Collected data:
════════
Issue #1105, opened 2019-08-12
Enhance writeWithUnsafeMutableBytes


Lukasa:
In general, we don't want people using the unsafe APIs on `ByteBuffer`, but in the cases where it really is the best solution we should ensure that it works as well as it reasonably can.

Most of this API is pretty ok, but `writeWithUnsafeMutableBytes` is a very tricky function to use properly. This is because, unlike all of the other `write` functions, it is not able to tolerate arbitrarily large writes. The reason here is that by the time the body gets the pointer to the writable bytes it is not possible to resize the underlying buffer.

The safe way to use this function is to preflight by telling the `ByteBuffer` how many bytes you need. You can do this via `reserveCapacity`, but calculating the correct number to pass to that function is annoying.

We should enhance `writeWithUnsafeMutableBytes` to take an `Int` that indicates how many bytes the caller would like to be free, and then we can do this calculation ourselves.

2bjake:
I thought I'd take a stab at this one, but I wanted to make sure I understood the intention correctly. Does this look right?

```swift
    public mutating func writeWithUnsafeMutableBytes(bodyByteCount: Int? = nil, _ body: (UnsafeMutableRawBufferPointer) throws -> Int) rethrows -> Int {
        if let bodyByteCount = bodyByteCount, bodyByteCount > capacity - writerIndex {
            reserveCapacity(writerIndex + bodyByteCount)
        }
        // write bytes (existing function body)
    }
```

Lukasa:
Broadly right, but we want to do a bit more. Specifically we want the user to ask for a minimum number of uninitialised bytes, not a total capacity, then calculate what the required capacity is.

2bjake:
The user should be able to specify the minimum number of uninitialized bytes (writableBytes?) before the write occurs? If that's the case, I think this code does that (though the name ```bodyByteCount``` should be changed to something like ```withReservedWritableBytes```).

Unless I'm mistaken (which is quite possible!) adding the user specified writableBytes count to the ```writerIndex``` will calculate a new minimumCapacity that can be passed to ```reserveCapacity```.

Lukasa:
Yeah, writable bytes, and good catch: I missed that.  That’s what I get for reviewing while walking down the street!

Lukasa:
So yes, this is broadly correct.

weissi:
fixed with #1175

PR #1175, opened 2019-10-22
Add option to reserve writable capacity to writeWithUnsafeMutableBytes (#1105)

2bjake:
Add a version of writeWithUnsafeMutableBytes which allows users to specifie a minimum write capacity (#1105)

### Motivation:

```writeWithUnsafeMutableBytes(_:)``` cannot tolerate arbitrarily large writes because it is not possible to resize the buffer by the time body receives the buffer pointer. This change adds a new method ```writeWithUnsafeMutableBytes(minimumWritableBytes:_:)``` which allows the user to reserve writable capacity before the pointer is passed to body.

### Modifications:

Add a new method ```writeWithUnsafeMutableBytes(minimumWritableBytes:_:)``` which allows the user to reserve writable capacity before the pointer is passed to body. Deprecate the existing ```writeWithUnsafeMutableBytes(_:)```.

### Result:

Use of ```writeWithUnsafeMutableBytes(_:)``` results in a deprecation warning. New method ```writeWithUnsafeMutableBytes(minimumWritableBytes:_:)``` is available to users.

### DIFF
--- a/Sources/NIO/ByteBuffer-core.swift
+++ b/Sources/NIO/ByteBuffer-core.swift
@@ -504,9 +504,9 @@ public struct ByteBuffer {
     @inlinable
     public mutating func writeWithUnsafeMutableBytes(minimumWritableBytes: Int, _ body: (UnsafeMutableRawBufferPointer) throws -> Int) rethrows -> Int {
         if minimumWritableBytes > 0 {
-            self.reserveCapacity(writerIndex + minimumWritableBytes)
+            self.reserveCapacity(self.writerIndex + minimumWritableBytes)
         }
-        let bytesWritten = try withUnsafeMutableWritableBytes(body)
+        let bytesWritten = try self.withUnsafeMutableWritableBytes(body)
         self._moveWriterIndex(to: self._writerIndex + _toIndex(bytesWritten))
         return bytesWritten
     }
--- a/Sources/NIO/ByteBuffer-core.swift
+++ b/Sources/NIO/ByteBuffer-core.swift
@@ -492,24 +492,30 @@ public struct ByteBuffer {
         return try body(.init(rebasing: self._slicedStorageBuffer.dropFirst(self.writerIndex)))
     }
 
-    /// This vends a pointer of the `ByteBuffer` at the `writeIndex`. If `minimumWritableBytes` is specified, then the `ByteBuffer` will reserve the necessary
-    /// capacity before vending the pointer to `body`.
+    /// This vends a pointer of the `ByteBuffer` at the `writerIndex` after ensuring that the buffer has at least `minimumWritableBytes` of writable bytes available.
     ///
     /// - warning: Do not escape the pointer from the closure for later use.
     ///
     /// - parameters:
-    ///     - minimumWritableBytes: The number of writable bytes to reserve capacity for before vending the `ByteBuffer` pointer to `body`. (optional parameter)
+    ///     - minimumWritableBytes: The number of writable bytes to reserve capacity for before vending the `ByteBuffer` pointer to `body`.
     ///     - body: The closure that will accept the yielded bytes and return the number of bytes written.
     /// - returns: The number of bytes written.
     @discardableResult
     @inlinable
-    public mutating func writeWithUnsafeMutableBytes(minimumWritableBytes: Int? = nil, _ body: (UnsafeMutableRawBufferPointer) throws -> Int) rethrows -> Int {
-        if let minimumWritableBytes = minimumWritableBytes {
-            reserveCapacity(writerIndex + minimumWritableBytes)
+    public mutating func writeWithUnsafeMutableBytes(minimumWritableBytes: Int, _ body: (UnsafeMutableRawBufferPointer) throws -> Int) rethrows -> Int {
+        if minimumWritableBytes > 0 {
+            self.reserveCapacity(writerIndex + minimumWritableBytes)
         }
         let bytesWritten = try withUnsafeMutableWritableBytes(body)
         self._moveWriterIndex(to: self._writerIndex + _toIndex(bytesWritten))
         return bytesWritten
+    }
+
+    @available(*, deprecated, message: "please use writeWithUnsafeMutableBytes(minimumWritableBytes:_:) instead to ensure sufficient write capacity.")
+    @discardableResult
+    @inlinable
+    public mutating func writeWithUnsafeMutableBytes(_ body: (UnsafeMutableRawBufferPointer) throws -> Int) rethrows -> Int {
+        return try self.writeWithUnsafeMutableBytes(minimumWritableBytes: 0, body)
     }
 
     /// This vends a pointer to the storage of the `ByteBuffer`. It's marked as _very unsafe_ because it might contain
--- a/Sources/NIO/ByteBuffer-core.swift
+++ b/Sources/NIO/ByteBuffer-core.swift
@@ -492,9 +492,21 @@ public struct ByteBuffer {
         return try body(.init(rebasing: self._slicedStorageBuffer.dropFirst(self.writerIndex)))
     }
 
+    /// This vends a pointer of the `ByteBuffer` at the `writeIndex`. If `minimumWritableBytes` is specified, then the `ByteBuffer` will reserve the necessary
+    /// capacity before vending the pointer to `body`.
+    ///
+    /// - warning: Do not escape the pointer from the closure for later use.
+    ///
+    /// - parameters:
+    ///     - minimumWritableBytes: The number of writable bytes to reserve capacity for before vending the `ByteBuffer` pointer to `body`. (optional parameter)
+    ///     - body: The closure that will accept the yielded bytes and return the number of bytes written.
+    /// - returns: The number of bytes written.
     @discardableResult
     @inlinable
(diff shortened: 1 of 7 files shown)

### CODE REVIEW

File: Sources/NIO/ByteBuffer-core.swift [hunk 1]
```diff
@@ -492,9 +492,21 @@ public struct ByteBuffer {
         return try body(.init(rebasing: self._slicedStorageBuffer.dropFirst(self.writerIndex)))
     }
 
+    /// This vends a pointer of the `ByteBuffer` at the `writeIndex`. If `minimumWritableBytes` is specified, then the `ByteBuffer` will reserve the necessary
```
Lukasa: Nit: `writerIndex`, not `writeIndex`.

Sources/NIO/ByteBuffer-core.swift
```diff
@@ -492,9 +492,21 @@ public struct ByteBuffer {
...
+    /// - warning: Do not escape the pointer from the closure for later use.
+    ///
+    /// - parameters:
+    ///     - minimumWritableBytes: The number of writable bytes to reserve capacity for before vending the `ByteBuffer` pointer to `body`. (optional parameter)
+    ///     - body: The closure that will accept the yielded bytes and return the number of bytes written.
+    /// - returns: The number of bytes written.
     @discardableResult
     @inlinable
-    public mutating func writeWithUnsafeMutableBytes(_ body: (UnsafeMutableRawBufferPointer) throws -> Int) rethrows -> Int {
+    public mutating func writeWithUnsafeMutableBytes(minimumWritableBytes: Int? = nil, _ body: (UnsafeMutableRawBufferPointer) throws -> Int) rethrows -> Int {
```
Lukasa: Unfortunately this is a backward-incompatible API change: we cannot add new parameters to existing methods. It'd be better to add a new method where `minimumWritableBytes` is not optional, and that duplicates the body. We can then deprecate the old one (as I think it's just generally not useful), and have it call through to the new one.

Sources/NIO/ByteBuffer-core.swift
```diff
@@ -492,9 +492,21 @@ public struct ByteBuffer {
...
+        if let minimumWritableBytes = minimumWritableBytes {
+            reserveCapacity(writerIndex + minimumWritableBytes)
```
Lukasa: Nit: we use explicit `self` in the NIO project, at least where we remember to.

Tests/NIOTests/ByteBufferTest.swift
```diff
@@ -233,6 +233,40 @@ class ByteBufferTest: XCTestCase {
...
+    func testWithMutableWritePointerWithMinimumSpecifiedAdjustsCapacity() {
+        XCTAssertEqual(0, buf.writerIndex)
+        XCTAssertEqual(512, buf.capacity)
+
+        var bytesWritten = buf.writeWithUnsafeMutableBytes{ (_: UnsafeMutableRawBufferPointer) in return 256 }
+        XCTAssertEqual(256, bytesWritten)
+        XCTAssertEqual(256, buf.writerIndex)
+        XCTAssertEqual(512, buf.capacity)
+
+        bytesWritten += buf.writeWithUnsafeMutableBytes(minimumWritableBytes: 1024) { (_: UnsafeMutableRawBufferPointer) in return 1024 }
```
Lukasa: Can these callbacks validate the pointer has the correct minimum size?

Lukasa:

Sources/NIO/ByteBuffer-core.swift
2bjake: Ah, nice catch. Fixed.

Sources/NIO/ByteBuffer-core.swift
2bjake: Ok, sounds good.

Sources/NIO/ByteBuffer-core.swift
2bjake: Ok, I'll make the change. I'm curious to hear the reasoning behind that style if you're willing to share. :)

Tests/NIOTests/ByteBufferTest.swift
2bjake: Good idea! Added.

Sources/NIO/ByteBuffer-core.swift
```diff
@@ -492,14 +492,32 @@ public struct ByteBuffer {
...
+    /// - parameters:
+    ///     - minimumWritableBytes: The number of writable bytes to reserve capacity for before vending the `ByteBuffer` pointer to `body`.
+    ///     - body: The closure that will accept the yielded bytes and return the number of bytes written.
+    /// - returns: The number of bytes written.
     @discardableResult
     @inlinable
-    public mutating func writeWithUnsafeMutableBytes(_ body: (UnsafeMutableRawBufferPointer) throws -> Int) rethrows -> Int {
+    public mutating func writeWithUnsafeMutableBytes(minimumWritableBytes: Int, _ body: (UnsafeMutableRawBufferPointer) throws -> Int) rethrows -> Int {
+        if minimumWritableBytes > 0 {
+            self.reserveCapacity(writerIndex + minimumWritableBytes)
```
weissi: please use `self.writerIndex`

Sources/NIO/ByteBuffer-core.swift
```diff
@@ -492,14 +492,32 @@ public struct ByteBuffer {
...
+        }
         let bytesWritten = try withUnsafeMutableWritableBytes(body)
         self._moveWriterIndex(to: self._writerIndex + _toIndex(bytesWritten))
         return bytesWritten
     }
 
+    @available(*, deprecated, message: "please use writeWithUnsafeMutableBytes(minimumWritableBytes:_:) instead to ensure sufficient write capacity.")
+    @discardableResult
+    @inlinable
+    public mutating func writeWithUnsafeMutableBytes(_ body: (UnsafeMutableRawBufferPointer) throws -> Int) rethrows -> Int {
```
weissi: Not sure if we should really deprecate this function? It doesn't cause any harm. CC @Lukasa / @glbrntt

glbrntt: I don't think we should: I think there are cases where you can elide the `self.reserveCapacity` call because enough space has been allocated ahead of time and the number of bytes written by `writeWithUnsafeMutableBytes` does not account for all of the bytes (i.e. allocate X bytes, write 4 bytes as an Int32, write X-4 bytes with `writeWithUnsafeMutableBytes`).

2bjake: Yeah, I tend I agree. @Lukasa asked me to deprecate it but as I was moving the codebase off of the now deprecated API, I was having to specify the ```minimumWritableBytes``` in places where the buffer had just been instantiated with the right size. So I was having to repeat myself unnecessarily.

Sources/NIO/ByteBuffer-core.swift
Lukasa: The reasoning is fairly straightforward: it avoids ambiguity. There is no question about where `reserveCapacity` comes from or what its side effects may be if you explicitly see that `self` is being passed to it.

Sources/NIO/ByteBuffer-core.swift
Lukasa: I think we should deprecate it because it is easier to misuse than anything else. It simply doesn't hurt to ask for the number of bytes you want, even if that's repeating yourself. It also avoids bugs by having NIO double-check your work. Specifically, `reserveCapacity` is an extremely cheap function call in the case where it does nothing, so I don't think the cost of making it hurts at all.

2bjake: I'm willing to do it either way, so just let me know what you guys decide.

weissi: I'm still in favour of not deprecating the old version because I don't see the real point. But I'm not strong on it. So could me as

> weakly if favour of keeping the old version

@Lukasa are you strongly or weakly in favour of removing the old version
@glbrntt are you strongly or weakly in favour of keeping the old version (or did you change your mind)
@2bjake do you have any further thoughts or would you like to just defer to us?

Lukasa: Strongly in favour of removing. I don't think the old version serves any value with the new one in existence. If we implemented this new version first we'd never write the old one, so we should move towards the better API.

glbrntt: I'm weakly in favour of keeping the older version.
════════
## Task requirements:
Where the word "vending" appears in a line of the entries, copy that line.

## Response for this exercise:
-    /// capacity before vending the pointer to `body`.
-    ///     - minimumWritableBytes: The number of writable bytes to reserve capacity for before vending the `ByteBuffer` pointer to `body`. (optional parameter)
+    ///     - minimumWritableBytes: The number of writable bytes to reserve capacity for before vending the `ByteBuffer` pointer to `body`.
+    /// capacity before vending the pointer to `body`.
+    ///     - minimumWritableBytes: The number of writable bytes to reserve capacity for before vending the `ByteBuffer` pointer to `body`. (optional parameter)
+    ///     - minimumWritableBytes: The number of writable bytes to reserve capacity for before vending the `ByteBuffer` pointer to `body`. (optional parameter)
+    ///     - minimumWritableBytes: The number of writable bytes to reserve capacity for before vending the `ByteBuffer` pointer to `body`.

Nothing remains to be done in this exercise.